Exercise brief -
What is needed is each line of the data below that holds the string "downstream".

Material for this task -
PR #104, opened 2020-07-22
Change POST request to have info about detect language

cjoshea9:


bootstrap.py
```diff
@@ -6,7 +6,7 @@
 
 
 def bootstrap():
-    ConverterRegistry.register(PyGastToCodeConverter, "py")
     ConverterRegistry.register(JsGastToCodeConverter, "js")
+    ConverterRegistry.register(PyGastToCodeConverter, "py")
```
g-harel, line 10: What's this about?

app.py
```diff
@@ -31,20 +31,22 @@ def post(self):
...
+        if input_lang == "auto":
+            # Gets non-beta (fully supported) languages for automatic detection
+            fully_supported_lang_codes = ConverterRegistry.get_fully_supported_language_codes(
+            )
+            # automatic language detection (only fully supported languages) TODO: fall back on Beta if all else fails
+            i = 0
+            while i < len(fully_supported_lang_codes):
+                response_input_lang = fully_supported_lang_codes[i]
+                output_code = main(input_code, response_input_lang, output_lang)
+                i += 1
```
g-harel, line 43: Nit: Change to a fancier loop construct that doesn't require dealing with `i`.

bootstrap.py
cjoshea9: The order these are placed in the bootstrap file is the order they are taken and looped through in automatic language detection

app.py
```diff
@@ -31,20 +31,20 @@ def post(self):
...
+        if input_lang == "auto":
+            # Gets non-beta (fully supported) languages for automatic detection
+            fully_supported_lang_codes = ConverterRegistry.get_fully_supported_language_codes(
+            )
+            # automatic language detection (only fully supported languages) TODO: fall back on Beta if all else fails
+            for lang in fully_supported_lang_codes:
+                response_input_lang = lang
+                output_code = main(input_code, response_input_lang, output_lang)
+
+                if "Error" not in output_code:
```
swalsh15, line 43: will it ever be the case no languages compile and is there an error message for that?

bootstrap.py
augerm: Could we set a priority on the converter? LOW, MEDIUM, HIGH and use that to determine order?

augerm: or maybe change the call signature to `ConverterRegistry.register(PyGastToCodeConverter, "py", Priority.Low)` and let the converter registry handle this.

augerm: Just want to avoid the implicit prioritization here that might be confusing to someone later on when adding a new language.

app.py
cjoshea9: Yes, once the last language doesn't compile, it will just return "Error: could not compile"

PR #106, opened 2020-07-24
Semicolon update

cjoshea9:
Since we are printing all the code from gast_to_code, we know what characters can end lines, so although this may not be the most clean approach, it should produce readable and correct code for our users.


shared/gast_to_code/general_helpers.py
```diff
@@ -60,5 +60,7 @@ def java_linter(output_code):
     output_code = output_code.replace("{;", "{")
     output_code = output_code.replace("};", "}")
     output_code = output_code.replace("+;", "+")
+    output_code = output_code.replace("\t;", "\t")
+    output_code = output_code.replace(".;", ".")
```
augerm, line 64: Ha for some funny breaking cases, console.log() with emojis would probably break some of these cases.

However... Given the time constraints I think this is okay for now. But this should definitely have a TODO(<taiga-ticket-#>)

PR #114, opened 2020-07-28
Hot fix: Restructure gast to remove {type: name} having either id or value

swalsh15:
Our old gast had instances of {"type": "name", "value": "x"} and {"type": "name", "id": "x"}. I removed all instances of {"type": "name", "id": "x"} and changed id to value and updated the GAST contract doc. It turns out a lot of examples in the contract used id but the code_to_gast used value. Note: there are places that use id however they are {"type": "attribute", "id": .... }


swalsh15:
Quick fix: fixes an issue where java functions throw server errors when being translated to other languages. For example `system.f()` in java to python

==

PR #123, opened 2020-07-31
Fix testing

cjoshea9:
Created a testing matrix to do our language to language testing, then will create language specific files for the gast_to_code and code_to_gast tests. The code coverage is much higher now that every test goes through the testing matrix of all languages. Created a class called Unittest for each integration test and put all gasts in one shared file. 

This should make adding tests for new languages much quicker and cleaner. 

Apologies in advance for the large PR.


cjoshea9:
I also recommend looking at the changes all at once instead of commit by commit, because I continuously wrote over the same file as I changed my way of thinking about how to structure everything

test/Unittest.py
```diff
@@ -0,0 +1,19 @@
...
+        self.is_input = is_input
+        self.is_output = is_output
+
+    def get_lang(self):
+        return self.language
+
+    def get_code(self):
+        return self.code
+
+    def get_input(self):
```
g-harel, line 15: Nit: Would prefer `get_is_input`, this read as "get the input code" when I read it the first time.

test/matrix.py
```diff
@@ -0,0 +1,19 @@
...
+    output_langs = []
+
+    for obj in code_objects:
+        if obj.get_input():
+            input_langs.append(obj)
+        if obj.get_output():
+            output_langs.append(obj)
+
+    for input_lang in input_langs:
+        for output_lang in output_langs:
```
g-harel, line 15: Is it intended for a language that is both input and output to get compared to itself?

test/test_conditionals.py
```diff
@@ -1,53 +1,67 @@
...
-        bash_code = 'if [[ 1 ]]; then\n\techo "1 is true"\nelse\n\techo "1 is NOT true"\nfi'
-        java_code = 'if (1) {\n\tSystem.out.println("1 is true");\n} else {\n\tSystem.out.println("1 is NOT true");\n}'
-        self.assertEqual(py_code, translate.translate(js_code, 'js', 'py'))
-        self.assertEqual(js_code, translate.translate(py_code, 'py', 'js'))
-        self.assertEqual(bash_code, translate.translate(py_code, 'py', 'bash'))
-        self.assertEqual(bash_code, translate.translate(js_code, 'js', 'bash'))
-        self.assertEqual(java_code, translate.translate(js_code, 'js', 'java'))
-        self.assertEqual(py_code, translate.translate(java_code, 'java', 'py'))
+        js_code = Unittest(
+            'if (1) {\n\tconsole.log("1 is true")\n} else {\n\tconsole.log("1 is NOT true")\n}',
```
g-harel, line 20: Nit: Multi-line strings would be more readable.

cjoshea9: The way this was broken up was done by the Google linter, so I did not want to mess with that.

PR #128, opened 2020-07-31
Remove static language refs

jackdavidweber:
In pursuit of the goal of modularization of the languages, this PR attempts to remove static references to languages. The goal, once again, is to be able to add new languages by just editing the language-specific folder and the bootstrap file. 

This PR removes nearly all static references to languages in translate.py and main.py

---

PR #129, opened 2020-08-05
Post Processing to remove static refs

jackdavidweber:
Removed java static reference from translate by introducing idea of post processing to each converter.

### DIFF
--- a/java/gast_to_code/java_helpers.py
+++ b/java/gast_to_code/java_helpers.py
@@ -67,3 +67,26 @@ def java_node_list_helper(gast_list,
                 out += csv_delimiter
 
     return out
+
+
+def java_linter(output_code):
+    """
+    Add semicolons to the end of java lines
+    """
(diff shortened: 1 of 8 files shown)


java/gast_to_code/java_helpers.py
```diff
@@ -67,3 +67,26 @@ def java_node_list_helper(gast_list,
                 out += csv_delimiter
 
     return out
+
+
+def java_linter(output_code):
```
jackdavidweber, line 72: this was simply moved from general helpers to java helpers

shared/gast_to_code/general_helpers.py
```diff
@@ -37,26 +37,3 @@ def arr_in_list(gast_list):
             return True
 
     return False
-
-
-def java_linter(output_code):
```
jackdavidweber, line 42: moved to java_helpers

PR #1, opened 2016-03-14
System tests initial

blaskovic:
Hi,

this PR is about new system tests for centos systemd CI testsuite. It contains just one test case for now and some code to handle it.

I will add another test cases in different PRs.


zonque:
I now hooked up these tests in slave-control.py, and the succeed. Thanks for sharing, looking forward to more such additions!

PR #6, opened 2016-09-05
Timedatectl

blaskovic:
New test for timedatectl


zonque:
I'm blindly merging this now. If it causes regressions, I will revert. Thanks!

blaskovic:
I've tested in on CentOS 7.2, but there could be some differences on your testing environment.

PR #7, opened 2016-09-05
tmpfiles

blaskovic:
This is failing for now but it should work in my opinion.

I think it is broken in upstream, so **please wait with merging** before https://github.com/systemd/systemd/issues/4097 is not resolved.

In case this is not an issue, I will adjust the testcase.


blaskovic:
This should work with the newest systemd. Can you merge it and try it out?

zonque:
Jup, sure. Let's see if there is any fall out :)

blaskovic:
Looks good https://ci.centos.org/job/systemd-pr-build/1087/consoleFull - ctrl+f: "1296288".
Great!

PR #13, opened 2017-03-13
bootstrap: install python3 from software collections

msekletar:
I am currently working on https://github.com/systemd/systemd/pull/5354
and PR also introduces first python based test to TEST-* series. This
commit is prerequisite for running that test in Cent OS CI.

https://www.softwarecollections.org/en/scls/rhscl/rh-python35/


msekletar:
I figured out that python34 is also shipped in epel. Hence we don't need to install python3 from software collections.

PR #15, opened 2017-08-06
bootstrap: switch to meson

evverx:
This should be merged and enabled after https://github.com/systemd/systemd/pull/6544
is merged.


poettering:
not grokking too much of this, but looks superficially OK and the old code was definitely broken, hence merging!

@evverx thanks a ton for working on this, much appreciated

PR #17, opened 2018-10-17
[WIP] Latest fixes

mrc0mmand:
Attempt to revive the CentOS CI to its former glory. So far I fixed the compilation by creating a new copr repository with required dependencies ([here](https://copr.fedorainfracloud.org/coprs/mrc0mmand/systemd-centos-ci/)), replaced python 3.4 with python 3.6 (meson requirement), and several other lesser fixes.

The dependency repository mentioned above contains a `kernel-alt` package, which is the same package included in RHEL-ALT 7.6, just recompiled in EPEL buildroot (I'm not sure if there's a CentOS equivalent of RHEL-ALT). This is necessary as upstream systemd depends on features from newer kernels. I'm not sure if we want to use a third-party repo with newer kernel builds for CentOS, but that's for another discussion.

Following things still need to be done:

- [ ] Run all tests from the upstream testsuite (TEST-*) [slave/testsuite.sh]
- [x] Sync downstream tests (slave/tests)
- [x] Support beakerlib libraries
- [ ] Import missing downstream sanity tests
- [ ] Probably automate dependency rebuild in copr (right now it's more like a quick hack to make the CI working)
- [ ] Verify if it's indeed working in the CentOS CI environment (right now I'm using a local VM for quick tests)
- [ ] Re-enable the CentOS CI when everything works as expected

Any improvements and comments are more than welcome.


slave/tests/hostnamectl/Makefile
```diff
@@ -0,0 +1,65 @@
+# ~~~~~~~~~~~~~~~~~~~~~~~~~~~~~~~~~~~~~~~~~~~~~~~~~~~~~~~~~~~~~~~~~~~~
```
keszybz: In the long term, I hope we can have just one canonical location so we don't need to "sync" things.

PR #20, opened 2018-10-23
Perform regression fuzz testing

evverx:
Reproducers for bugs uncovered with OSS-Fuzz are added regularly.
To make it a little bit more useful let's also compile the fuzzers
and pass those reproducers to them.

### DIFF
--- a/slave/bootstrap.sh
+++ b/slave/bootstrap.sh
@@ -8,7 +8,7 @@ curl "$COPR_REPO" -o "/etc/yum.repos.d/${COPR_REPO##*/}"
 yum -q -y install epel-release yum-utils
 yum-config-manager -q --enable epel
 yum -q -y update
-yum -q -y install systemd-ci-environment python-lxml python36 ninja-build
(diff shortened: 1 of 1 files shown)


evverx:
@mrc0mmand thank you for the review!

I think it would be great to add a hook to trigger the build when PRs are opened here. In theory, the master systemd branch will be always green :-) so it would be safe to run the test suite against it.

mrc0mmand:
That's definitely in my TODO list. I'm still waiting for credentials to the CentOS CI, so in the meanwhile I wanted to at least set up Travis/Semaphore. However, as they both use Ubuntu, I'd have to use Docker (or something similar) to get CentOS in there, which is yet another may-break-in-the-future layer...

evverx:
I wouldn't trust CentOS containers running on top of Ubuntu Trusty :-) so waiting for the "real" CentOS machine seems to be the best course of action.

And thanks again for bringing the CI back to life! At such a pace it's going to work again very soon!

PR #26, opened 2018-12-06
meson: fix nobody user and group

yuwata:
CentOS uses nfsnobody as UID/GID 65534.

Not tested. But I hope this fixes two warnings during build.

Task output -
- [x] Sync downstream tests (slave/tests)
- [ ] Import missing downstream sanity tests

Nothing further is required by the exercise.